I have tried something like this but im really lost and not sure what to do.

def repeat(fn, n):
    if n == 1:
        return fn(n):
    else:
        def result(x):
            return fn(n)
    return repeat(fn,result(x))

This obviously wouldnt work since the recursion would keep going forever. But im not sure how i should write this code since i first need to calculate 3^2 before taking the next step 9^2 and so on.

10
  • Do you need to make it recursive, or do you need it to work like that? Recursion doesn’t have to be involved. Commented Dec 23, 2013 at 21:48
  • I need it to be recursive yes Commented Dec 23, 2013 at 21:49
  • Why aren't you using the x parameter for your recursive variant? Commented Dec 23, 2013 at 21:49
  • If you want a function that only does the repetition implement repeat(fn, n, x) and use functools.partial to implement the currying. Commented Dec 23, 2013 at 21:52
  • 1
    Note that in Python 3.3 the given example in your question returns 81. Commented Dec 23, 2013 at 22:31

2 Answers 2

4

First, you've got the base case wrong:

if n == 1:
    return fn

After all, repeat(fn, 1) is just a function that applies fn once—that's fn.

Now, if the base case is when n == 1, the recursive case is almost always going to be something where you pass n - 1 to yourself.
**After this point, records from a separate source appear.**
PR #14031, opened 2025-12-15
feat: general consent system

AydinHassan:

There are multiple consents in Shopware and we need another, so instead of duplicating more code and performing more HTTP requests we'd like to consolidate. 

Also it will make it easier to add new features which are required, history, events etc.

Introduce general consent system with two db tables. One for storing state and another for audit logs.

Consents are defined in code as we don't see the need for those to be dynamic.

Consents can have scopes and for now we support global and per admin user. Therefore the state data depends on the scope. For global scopes we have only 1 state and for per admin user, naturally we have per admin user and store in the state table the admin user identifier.

Right now we consider this all internal and have no plans to open it up to developers. 

In further PR's we will wire the system up with the admin and migrate old code to the system. In this PR, the system is as of now, unused.


src/Core/Framework/Api/ApiDefinition/Generator/Schema/AdminApi/components/schemas/consentListResponse.json
```diff
@@ -0,0 +1,45 @@
...
+  "paths": [],
+  "components": {
+    "schemas": {
+      "consentListResponse": {
+        "type": "array",
+        "description": "List of consent states for the authenticated user",
+        "items": {
+          "$ref": "#\/components\/schemas\/consentState"
+        }
+      },
```
patzick: I'd suggest keeping it in the response only it it's repeated only a single time
```suggestion
```

src/Core/Framework/Api/ApiDefinition/Generator/Schema/AdminApi/paths/consent.json
```diff
@@ -0,0 +1,109 @@
...
+        "description": "Returns a list of all available consents with their current status for the authenticated admin user. Each consent includes its name, identifier, and current state (requested, accepted, or revoked).",
+        "operationId": "fetchConsents",
+        "responses": {
+          "200": {
+            "description": "List of consents with their status",
+            "content": {
+              "application\/json": {
+                "schema": {
+                  "$ref": "#\/components\/schemas\/consentListResponse"
+                },
```
patzick: This is for comment above with keeping it in the endpoint as we're not reusing it
```suggestion
                "schema": {
                  "type": "array",
                  "description": "List of consent states for the authenticated user",
                  "items": {
                    "$ref": "#/components/schemas/ConsentState"
                  }
                },
```

src/Core/Framework/Api/ApiDefinition/Generator/Schema/AdminApi/paths/consent.json
```diff
@@ -0,0 +1,109 @@
...
+                    "status": "accepted",
+                    "actorId": "user-123"
+                  },
+                  {
+                    "name": "analytics-tracking",
+                    "identifier": "user-123",
+                    "status": "requested",
+                    "actorId": "user-123"
+                  }
+                ]
```
patzick: examples are missing scope, proposition based on what I understood of what fields are possible
```suggestion
                "example": [
                  {
                    "name": "data-collection",
                    "scope": "global",
                    "identifier": "user-123",
                    "status": "accepted",
                    "actorId": "user-123"
                  },
                  {
                    "name": "analytics-tracking",
                    "scope": "admin_user",
                    "status": "requested",
                    "actorId": "user-123"
                  }
                ]
```

src/Core/Framework/Api/ApiDefinition/Generator/Schema/AdminApi/paths/consent.json
```diff
@@ -0,0 +1,109 @@
...
+              }
+            }
+          },
+          "401": {
+            "description": "Unauthorized - User not logged in or invalid session"
+          }
+        }
+      }
+    },
+    "\/consents\/{consent}\/accept": {
```
patzick: we can declare straight paths
```suggestion
    "/consents/{consent}/accept": {
```

src/Core/Framework/Api/ApiDefinition/Generator/Schema/AdminApi/paths/consent.json
```diff
@@ -0,0 +1,109 @@
...
+        "tags": [
+          "Consent Management"
+        ],
+        "summary": "Accept a consent",
+        "description": "Marks the specified consent as accepted for the authenticated admin user.",
+        "operationId": "acceptConsent",
+        "parameters": [
+          {
+            "name": "consent",
+            "in": "path",
```
patzick: Question: Isn't that problematic?
Putting names in url requires urlencoding etc. If that's a POST already why not to just send it inside the body?

Problematic examples:
`/consents/my super consent/accept`
`/consents/consent/accept/me/accept`

as both names technically are possible with name declaration. For ids it's usually okay as they're having specific format like UUID and no need to urlEncoding, with names it seems like complication

patzick: for the context, client invocation perspective is like

```js
const consent = "My Unique Consent Name";

apiClient.invoke("acceptConsent post /consents/{consent}/accept, {
  { path: { consent } }
}
```

so with body it would be
```js
const consent = "My Unique Consent Name";

apiClient.invoke("acceptConsent post /consents/accept, {
  { body: { consent } }
}
```

but then no issues with urlEncoding

src/Core/Framework/Api/ApiDefinition/Generator/Schema/AdminApi/paths/consent.json
```diff
@@ -0,0 +1,109 @@
...
+            "description": "The name of the consent to accept",
+            "required": true,
+            "schema": {
+              "type": "string"
+            }
+          }
+        ],
+        "responses": {
+          "204": {
+            "description": "Consent accepted successfully - no content returned"
```
patzick: Suggestion: Actually returning updated consent would allow client to optimistically update the list without the need of refetching whole list

src/Core/Framework/Api/ApiDefinition/Generator/Schema/AdminApi/paths/consent.json
patzick: Additionally - how many consents there can be? Would pagination make sense here?

src/Core/Framework/Api/ApiDefinition/Generator/Schema/AdminApi/components/schemas/consentListResponse.json
```diff
@@ -0,0 +1,45 @@
...
+      "consentState": {
```
patzick: most of the component names are uppercased, so I'd stay that way
```suggestion
      "ConsentState": {
```

src/Core/Framework/Api/ApiDefinition/Generator/Schema/AdminApi/paths/consent.json
```diff
@@ -0,0 +1,109 @@
+{
+  "openapi": "3.1.0",
+  "info": [],
+  "paths": {
+    "\/consents": {
```
patzick, line 5:
```suggestion
    "/consents": {
```

src/Core/Framework/Api/ApiDefinition/Generator/Schema/AdminApi/paths/consent.json
```diff
@@ -0,0 +1,109 @@
...
+          "404": {
+            "description": "Bad request - Consent not found"
+          },
+          "401": {
+            "description": "Unauthorized - User not logged in or invalid session"
+          }
+        }
+      }
+    },
+    "\/consents\/{consent}\/revoke": {
```
patzick: The same questions as above apply on revoke endpoint

```suggestion
    "/consents/{consent}/revoke": {
```

src/Core/Framework/Api/ApiDefinition/Generator/Schema/AdminApi/components/schemas/consentListResponse.json
```diff
@@ -0,0 +1,45 @@
...
+            "description": "The user identifier for whom this consent state applies, if the scope is not global"
+          },
+          "status": {
+            "type": "string",
+            "enum": ["requested", "accepted", "revoked"],
+            "description": "The current state of the consent. 'requested' means the user has not yet responded, 'accepted' means the user granted consent, 'revoked' means the user withdrew consent"
+          },
+          "actorId": {
+            "type": "string",
+            "description": "The user identifier of who performed the consent action, eg for global consents, it it user who accepted/revoked it"
```
patzick: what's here when the status is `requested`?

patzick (commented):
It will be nice to have dedicated system for permissions!

I have some questions and few propositions from the schema perspective. All these comments are also challenged [in this preview](https://explore-openapi.dev/preview?tab=editor&modified=true#eNrVV01z2zYQ/SsYpjNuZmTTSnzyrU176EzSdtzm5PF01iREISYBBgDtqh75t/ctAFKUKNuJkhxySWR87Md7b7HL+6wlXyyly87vsxd5YZrWaKm9yx1WG3JY0g4Lb5XzF9Jh18nsXHd1PXvy/F+e/OggvCxd/jCnVj3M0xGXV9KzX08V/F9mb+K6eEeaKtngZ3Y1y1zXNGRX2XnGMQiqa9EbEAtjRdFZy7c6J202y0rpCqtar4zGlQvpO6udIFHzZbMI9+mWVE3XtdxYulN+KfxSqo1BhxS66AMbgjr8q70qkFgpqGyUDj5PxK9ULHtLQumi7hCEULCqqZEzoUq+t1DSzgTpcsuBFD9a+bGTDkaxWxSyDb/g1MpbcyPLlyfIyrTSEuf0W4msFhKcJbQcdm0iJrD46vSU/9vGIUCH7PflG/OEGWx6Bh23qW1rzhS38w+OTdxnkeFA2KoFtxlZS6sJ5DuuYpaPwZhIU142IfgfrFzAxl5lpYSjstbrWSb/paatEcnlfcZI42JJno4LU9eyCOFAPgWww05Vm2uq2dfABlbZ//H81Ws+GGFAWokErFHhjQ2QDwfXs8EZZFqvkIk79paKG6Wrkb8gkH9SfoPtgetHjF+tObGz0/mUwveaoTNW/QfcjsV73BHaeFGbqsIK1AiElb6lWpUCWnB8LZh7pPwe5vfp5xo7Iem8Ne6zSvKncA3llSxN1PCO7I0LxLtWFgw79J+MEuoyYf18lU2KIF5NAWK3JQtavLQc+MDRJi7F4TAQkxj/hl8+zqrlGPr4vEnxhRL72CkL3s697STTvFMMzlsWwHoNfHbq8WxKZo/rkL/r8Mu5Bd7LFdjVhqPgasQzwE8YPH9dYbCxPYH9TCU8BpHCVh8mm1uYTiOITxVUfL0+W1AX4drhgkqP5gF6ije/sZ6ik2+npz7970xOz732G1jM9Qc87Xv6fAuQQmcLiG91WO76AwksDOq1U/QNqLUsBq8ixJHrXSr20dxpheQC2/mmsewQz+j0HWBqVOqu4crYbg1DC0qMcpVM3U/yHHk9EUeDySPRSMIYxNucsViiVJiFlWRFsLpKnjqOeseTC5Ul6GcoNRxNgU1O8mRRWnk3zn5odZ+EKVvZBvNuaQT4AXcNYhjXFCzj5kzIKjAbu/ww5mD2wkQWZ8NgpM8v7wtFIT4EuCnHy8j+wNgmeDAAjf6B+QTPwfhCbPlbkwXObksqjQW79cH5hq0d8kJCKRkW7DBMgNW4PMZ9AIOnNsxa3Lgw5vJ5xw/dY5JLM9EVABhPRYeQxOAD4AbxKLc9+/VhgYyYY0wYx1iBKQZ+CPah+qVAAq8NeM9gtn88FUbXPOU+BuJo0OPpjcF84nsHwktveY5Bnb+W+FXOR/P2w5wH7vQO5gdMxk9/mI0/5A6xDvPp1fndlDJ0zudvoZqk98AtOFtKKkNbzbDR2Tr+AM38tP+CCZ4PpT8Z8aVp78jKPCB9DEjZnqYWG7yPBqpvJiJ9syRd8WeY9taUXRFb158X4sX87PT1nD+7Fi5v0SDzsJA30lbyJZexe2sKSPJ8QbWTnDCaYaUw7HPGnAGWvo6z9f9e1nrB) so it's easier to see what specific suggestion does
PR #14044, opened 2025-12-16
test: cleanup old migration files (direct coverage ignore annotation removal)

nfortier-shopware:
Mainly to remove confusion in our practice of lifecycle of  our tests and source files
(`@codeCoverageIgnore` should not be the norm, neither for our contributor nor AI)

- phpunit.xml.dist is preferred, those migration files are not included in src to scan
- matching migration tests have been removed long ago (when LTS ended for those versions)

So when the time will come to remove future versions of tests (v6.6.x, v6.7.x ..) we should not add this annotation everywhere but simply modify the[ phpunit.dist.xml of what directory is included/excluded](https://github.com/shopware/shopware/blob/eee07efb0fa74bb770cacc8a87afd8cd66bf21bd/phpunit.xml.dist#L100-L107).

- First commit: it removes  `@codeCoverageIgnore` from old migration files

- Second commit: it removes one obsolete test from 2019 that was checking the hash of 1 migration file from 6.3. 
It was useless as people were just changing this file anyway and would then upgrade the hash number, which added zero value. The actual test for this specific file was destroyed once 6.3. was not actively supported.

Coverage is unchanged

### 5. Checklist


BrocksiNet (approved):

tests/migration/Core/BasicDataUntouchedTest.php
```diff
@@ -1,28 +0,0 @@
...
-{
-    public function testBasicDataUntouched(): void
-    {
-        $file = KernelLifecycleManager::getClassLoader()->findFile(Migration1536233560BasicData::class);
-        static::assertIsString($file);
-
-        static::assertSame(
-            '21052fc38d2f82c5b9056d4fdaf64541',
-            Hasher::hashFile($file),
-            'BasicData migration has changed. This is not allowed.'
```
mitelg, line 25: instead of having this test, we might want to have a danger rule, to check if the file was touched. so reviewers keep a special look at it. 

I mean this test was not written without purpose :grimacing: the data created in this migration should not be changed at all

mitelg (approved):

tests/migration/Core/BasicDataUntouchedTest.php
nfortier-shopware: Am ok to create a danger rule in another PR

Now, once a migration file is merged and the version deployed to production, we don't allow modification right? I mean not just this specific migration file of 6.3 of long time ago: for all of them we expect a new migration file in case of modification (this is to verify the scope of the new rule)

mitelg: ah yes true, we have that rule anyway. not sure, if it is enforced by tools, though :thinking:

nfortier-shopware: I will check that on the side with another branch 👍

So, what's the difference between repeat(fn, n) and repeat(fn, n-1)? If you can't figure it out, expand a simple case out in your head or on paper:

repeat(fn, 3)(x): fn(fn(fn(x)))
repeat(fn, 2)(x): fn(fn(x))

And now it's obvious: repeat(fn, n) is the same thing as fn(repeat(fn, n-1)), right? So:

else:
    def new_fn(x):
        return fn(repeat(fn, n-1)(x))
    return new_fn

However, as filmor points out in the comments, it would be easier to use partial here:

def repeat3(fn, n, x):
    if n == 1:
        return fn(x)
    else:
        return fn(repeat3(fn, n-1, x))

def repeat(fn, n):
    return functools.partial(repeat3, fn, n)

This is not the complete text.